To clarify a few elements of the above:

• Put the Encrypter and Decrypterinto an enc package

• Stick whatever you're using as general storage into a suitably-named package (not enc)

◦ Remember: you're allowed to use code I gave you without citation

• Make sure you create your IntelliJ project properly. It should include both packages

◦ You’re going to need two Run Configurations:

▪ One for the encrypter, and one for the decrypter

▪ I can help you with this!

You’ll need to use something like Scanner:

https://docs.oracle.com/javase/8/docs/api/java/util/Scanner.html

It’s pretty easy to use to read from a file. First, open the file (next page!):

Scanner input=null; try {

input=new Scanner(new File(infilename)); }

catch (IOException ioe) {System.out.println("Dernit!");} //don't use Dernit After that, reading is trivial (I linked the API page for a reason).

We haven't done file output, but you can use this if you like:

private PrintWriter openFileForSave(String filename) { try {

return new PrintWriter(new BufferedWriter(new FileWriter(filename))); }

catch (IOException ioe) {System.out.println("Ah dangit.");} return null;

}

You don't have to, but it's stupid-easy, because all you'll need are .print and .println.

• In case you forgot: a tab is just \t

Remember: command-line arguments are a thing (that’s what that String[] args stuff is!). And again: configure your IntelliJ project correctly!

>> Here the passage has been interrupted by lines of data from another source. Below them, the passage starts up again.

PR #295, opened 2021-03-13
Improving validators

eddynaka:
## Changes
- Improved false positives for httpauthorization
- Fixed wrong response.error usage in slack validator
- Ignoring tcp connections from postgres validator
- improving postgres exception logging (first inner then exception if exists)


michaelcfanning (changes requested):
:clock1:

michaelcfanning (approved):
:shipit:

PR #305, opened 2021-03-15
FileContent exception handling

eddynaka:


Src/Sarif.PatternMatcher/SearchSkimmer.cs
```diff
@@ -151,7 +151,33 @@ public override void Analyze(AnalyzeContext context)
...
+                try
+                {
+                    context.FileContents = _fileSystem.FileReadAllText(filePath);
+                }
+                catch (Exception e)
+                {
+                    if (e is IOException || e is UnauthorizedAccessException)
+                    {
+                        // We should only log here, since when we throw,
+                        // the analyzer will catch the exception and log.
```
michaelcfanning, line 163: // We should log and return here because we want the rule to continue to run. i.e., the issue is likely in permissions with the scan target, not a general problem with the rule. In other cases, we 'throw', which will result in the rule getting disabled.

PR #306, opened 2021-03-15
Enhanced reporting

eddynaka:


Src/Sarif.PatternMatcher/AnalyzeOptions.cs
```diff
@@ -43,7 +43,14 @@ public class AnalyzeOptions : AnalyzeOptionsBase
...
         [Option(
-            "disable-dynamic-validation-caching")]
+            "disable-dynamic-validation-caching",
+            HelpText = "Disable caching from dynamic validation.")]
         public bool DisableDynamicValidationCaching { get; internal set; }
+
+        [Option(
+            "enhanced-reporting",
+            HelpText = "Enable enhanced reporting. If possible, it will fetch data from " +
+                       "the provider and add more information to the reporting message.")]
```
michaelcfanning, line 53: "Enable enhanced reporting provided by dynamic validators (when --dynamic-validation is also enabled)."

Src/Sarif.PatternMatcher/ValidatingVisitor.cs
```diff
@@ -37,12 +39,14 @@ public override Result VisitResult(Result node)
                 // Our validation messages currently look like so.
                 // {0:scanTarget}' contains {1:validationPrefix}{2:encoding}{3:secretKind}{4:validationSuffix}{5:validatorMessage}
                 string message = null;
+                IDictionary<string, string> options = new Dictionary<string, string>();
```
michaelcfanning, line 42: >IDictionary<string, string> [](start = 16, length = 27)

use 'var'

michaelcfanning (approved):
:shipit:

Src/Sarif.PatternMatcher/ValidatingVisitor.cs
eddynaka: the method below needs IDictionary, so we need to enforce using the interface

To confirm: yes, you’re still making your own tools. You shouldn’t need require imports beyond those explicitly mentioned above.

Submission:

Create .pdf output of sample executions of your program. Zip those, along with all source, development, and project files used to write the solution, the writeup, etc., and submit through Brightspce.

Reminder: This is technically six pages long, so there’s a lot to read. If you just skim through and ignore actual requirements, you’ll get azero. The marker won’t put more work into grading than you put into your assignment.

Include all of the necessary files, make your program run as mandated, and don’t write anything absurdly complicated or ridiculously obtuse.